PR #1128, opened 2021-01-12
BACKEND: Python2js converter with depth param

hoodmane:
I added an extra `python2js_with_depth` function. When `depth=-1` (as in `depth=∞`), this behaves the same as the old `python2js` function. When `depth=0`, only "immutable" Python objects are converted, all others are proxied (we are slightly loose about what we consider to be "immutable" for practical reasons). When `depth=1`, one layer of conversion is performed unconditionally, further conversions are only applied if they would be applied with `depth=0`.

Currently, this function is only used with `depth=∞` so this PR should not change the user-observable behavior of pyodide.

This is work towards #900.


src/core/python2js.c
```diff
@@ -231,8 +231,17 @@ _python2js_dict(PyObject* x, PyObject* map)
   return jsdict;
 }
 
+#define RETURN_IF_SUCCEEDS(x)                                                  \
+  do {                                                                         \
+    JsRef fresh1278134_result = x;                                             \
```
phorward, line 236: Hi @hoodmane, this pull request looks good to me so far, except this part.
Can you please shortly explain why you used this strange variable name?
If this is for not colliding with other local variables, I would propose to use a Python-style variable name like __fresh_result here. What do you think?

phorward (changes requested):
Please clarify my comment shortly, for better understanding. Thanks!

src/core/python2js.c
hoodmane: I wasn't sure what to do here. Since `C` has no macro hygiene, there must be some standard thing to do. [The C standard 7.1.3](https://en.cppreference.com/w/c/language/identifier#Reserved_identifiers) forbids using names that start with `__` so I don't think `__fresh_result` is okay:

> The following identifiers are reserved and may not be declared in a program (doing so invokes undefined behavior): 
> ...
> 2) All external identifiers that begin with an underscore.
> 3) All identifiers that begin with an underscore followed by a capital letter or by another underscore (these reserved identifiers allow the library to use numerous behind-the-scenes non-external macros and functions).

(We currently are breaking rule 2 above because things like `_python2js_cache` are not declared static. I guess I can open a PR making them static.)

I think it's okay even without the fresh variable, the `do {}` block starts a scope and I think it works to say:
```C
int x = 7;
{
   int x = x;
}
```
And of course I only use this macro three times so it doesn't have to be absolutely nuclear bomb proof.

hoodmane: Actually the CPython source code doesn't care about that section of the standard so maybe it's not worth worrying about.

hoodmane: Okay I used `_fresh_result` (single leading underscore) since that is okay by the C standard.

hoodmane:
@rth @dalcde Would appreciate review on this one. Once this is merged, I can finally get back to implementing the most important part of #900.

phorward (approved):

hoodmane:
Or if you are willing to merge this @phorward that'd be great.

Thanks again for the reviews!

.....

Copy out every line of the data that includes the word "here".

Written answer:
If this is for not colliding with other local variables, I would propose to use a Python-style variable name like __fresh_result here. What do you think?
hoodmane: I wasn't sure what to do here. Since `C` has no macro hygiene, there must be some standard thing to do. [The C standard 7.1.3](https://en.cppreference.com/w/c/language/identifier#Reserved_identifiers) forbids using names that start with `__` so I don't think `__fresh_result` is okay:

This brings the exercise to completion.